__What the exercise asks__. Output exactly the lines that run from the top of the entries to the line holding "When I'm reading", including both of those lines.

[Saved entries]
- Opening Delimiter -

PR #18, opened 2012-01-04
Support jQuery 1.6+

rrotter:
Changed .attr to .prop where appropriate to support jQuery 1.6+. This
breaks support for any jQuery version prior to 1.6.


nikolas:
So, should this get merged? If so, the PR I've opened for jQuery 1.5.2 here: #41 can be closed.

rrotter:
it's dead jim

PR #21, opened 2012-02-22
RTLing the nav slider

yankl:
The nav slider would go left to right even in
right-to-left books. This makes the UI more
intuitive for RTL books.


rchrd2:
@yankl Thank you for your pull request. I recently took over this project, and as you could imagine, there's a large backlog of issues to address. Though not immediately, I will review this merge it in if it passes our QA.

PR #38, opened 2015-03-08
Bug fix: only initialize BR and startPolling once

garyrh:
When I'm reading a book that I've checked out on OL, I usually minimize the toolbars as they're a bit distracting. Unfortunately, I noticed they kept popping up every 5 minutes along with a message saying that I was disconnected from OL (even though I definitely wasn't.)

So I dug through the source code, found what I believed to be the problem, and wrote [a quick userscript](http://pastebin.com/th48MwHv) for it. The script has worked well for me so far, so I've put the changes into BookReaderJSIA.php.


garyrh:
I've reset the fix to something that wasn't just a [bandage](http://web.archive.org/web/20150705122406/https://github.com/openlibrary/bookreader/pull/38).

PR #49, opened 2017-04-26
Fix undeclared  var "br" in Search bindings and function callbacks

DiegoPino:
There are a number of places where  variable `br` is called (a local context `this` alias) without being declared. This is wrong and breaks the binding between Search form and their callbacks. The only other workaround is to copy the affected methods and reimplement them in your own extension. 

Seems like this is because of some left overs/partial update from an upstream merge.

### DIFF
--- a/BookReader/BookReader.js
+++ b/BookReader/BookReader.js
@@ -2932,6 +2932,7 @@ BookReader.prototype.getPageWidth2UP = function(index) {
 //______________________________________________________________________________
 BookReader.prototype.search = function(term, options) {
     options = options !== undefined ? options : {};
+    var br = this;
     var defaultOptions = {
         // {bool} (default=false) goToFirstResult - jump to the first result
         goToFirstResult: false,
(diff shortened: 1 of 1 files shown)


DiegoPino:
@rchrd2 any reason why you are closing this?

rchrd2:
Sorry. I think I fat fingered. This looks like a reasonable pull request. Though I have a couple concerns.

1) I think it would be better to change the `br.` to just `this.`
2) I am worried that `this` might not be correctly bound in some of these functions. Some of them appear to be callbacks, and might not have the right `this`. 

That said, it's definitely not okay to be assuming a global `br` exists.

Also, it looks like since I deleted the `v2` branch, this PR needs to be changed to point to master.

DiegoPino:
@rchrd2 cool. Thanks. Will pull against the main branch and address your concerns. (Have to check on 2. not sure what changed since last time if checked, but "this" was correctly bound when I tested)

PR #44, opened 2015-12-03
Cleanup code with PhpStorm

stweil:

PR #56, opened 2017-08-06
Cleanup code with PhpStorm

stweil:
This is a rebase of pull request #44.

### DIFF
--- a/BookReader/BookReader.js
+++ b/BookReader/BookReader.js
@@ -627,7 +627,7 @@ BookReader.prototype.drawLeafsOnePage = function() {
         var topInView    = (leafTop >= scrollTop) && (leafTop <= scrollBottom);
         var bottomInView = (leafBottom >= scrollTop) && (leafBottom <= scrollBottom);
         var middleInView = (leafTop <=scrollTop) && (leafBottom>=scrollBottom);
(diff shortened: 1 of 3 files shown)


BookReader/BookReader.js
```diff
@@ -627,7 +627,7 @@ BookReader.prototype.drawLeafsOnePage = function() {
         var topInView    = (leafTop >= scrollTop) && (leafTop <= scrollBottom);
         var bottomInView = (leafBottom >= scrollTop) && (leafBottom <= scrollBottom);
         var middleInView = (leafTop <=scrollTop) && (leafBottom>=scrollBottom);
-        if (topInView | bottomInView | middleInView) {
```
rchrd2: I need to review this. There's a chance the original developers could have intended to use `|`.
https://developer.mozilla.org/en-US/docs/Web/JavaScript/Reference/Operators/Bitwise_Operators#Bitwise_OR

Maybe it has the same effect though. Will get back to you tomorrow.

stweil: In this case the situation is simple: all three variables contain boolean values (see lines 627 ff),
so using `||` is fine.

rchrd2: Okay. That makes sense. I will merge this in. Thank you.

PR #59, opened 2017-10-25
Add options for loading tiles via AJAX and custom AJAX request headers

jonathangreen:
## Overview

This PR is based in spirit on https://github.com/openseadragon/openseadragon/pull/1055. It adds the option to load book pages using AJAX and sending custom request headers. This feature is very useful when using token-based authentication for your pages.

When the option not set then tiles should load as they did before.

### property: `loadWithAjax` (Boolean)
When this option is set on the `BookReader` all of the images are loaded in with AJAX.

### function: `getAjaxHeaders(index)`
When this function is provided on the `BookReader` it will be called with the index of the page and returns a  `String -> String` mapping of headers to be sent with the book page. This allows us to send different headers for every page if desired.

## Potential Issues

Setting the `loadWithAjax` option will limit browser support to IE 10+ due to the use of responseType = 'arraybuffer' and [createObjectURL](http://caniuse.com/#feat=bloburls). However if this option isn't used, then the behaviour is the same as it was before. 

## Feedback

Any feedback on the PR is welcome. I'd love to see it get merged.

### DIFF
--- a/BookReader/BookReader.js
+++ b/BookReader/BookReader.js
@@ -663,6 +663,11 @@ BookReader.prototype.setupTooltips = function() {
     ;
 }
 
+// loadImage()
+//______________________________________________________________________________
+BookReader.prototype.loadImage = function(src, index, img) {
+    img.src = src;
+}
 
 // drawLeafs()
 //______________________________________________________________________________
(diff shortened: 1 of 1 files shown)


rchrd2:
Hi I am on vacation now, but will look into this when I get back next week. 
Thank you.

jonathangreen:
Hi @rchrd2 just a ping to see if you've had any chance to take a look at this.

whikloj:
+1 - subscribing

jonathangreen:
Bumping this issue to say I've resolved the merge conflict from upstream, and would still love to see this get merged.

rchrd2:
Hello. At the moment, we at the Internet Archive don't have a use case for this, and I am hesitant to add this as a core feature into BookReader, because it'll be something we have to maintain.

However, I am open to adding the `loadImage` function, which can be used as a hook for customizing the image fetching strategy. I think you could do everything you need if we just had `loadImage` as a separate function.

And then in the examples directory, we can show an example of using ajax to load images.

jonathangreen:
@rchrd2 I have modified this pull request to just create a `loadImage` stub function as you mentioned. Any review would be appreciated, I'd love to get this PR closed.

jonathangreen:
Closing since maintainer doesn't seem interested in merging.

PR #60, opened 2018-01-22
Fix regex issue

appdev312:
WEBDEV-1292

### DIFF
--- a/BookReader/BookReader.js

- Closing Delimiter -

__Result of the exercise__.
PR #18, opened 2012-01-04
Support jQuery 1.6+

rrotter:
Changed .attr to .prop where appropriate to support jQuery 1.6+. This
breaks support for any jQuery version prior to 1.6.


nikolas:
So, should this get merged? If so, the PR I've opened for jQuery 1.5.2 here: #41 can be closed.

rrotter:
it's dead jim

PR #21, opened 2012-02-22
RTLing the nav slider

yankl:
The nav slider would go left to right even in
right-to-left books. This makes the UI more
intuitive for RTL books.


rchrd2:
@yankl Thank you for your pull request. I recently took over this project, and as you could imagine, there's a large backlog of issues to address. Though not immediately, I will review this merge it in if it passes our QA.

PR #38, opened 2015-03-08
Bug fix: only initialize BR and startPolling once

garyrh:
When I'm reading a book that I've checked out on OL, I usually minimize the toolbars as they're a bit distracting. Unfortunately, I noticed they kept popping up every 5 minutes along with a message saying that I was disconnected from OL (even though I definitely wasn't.)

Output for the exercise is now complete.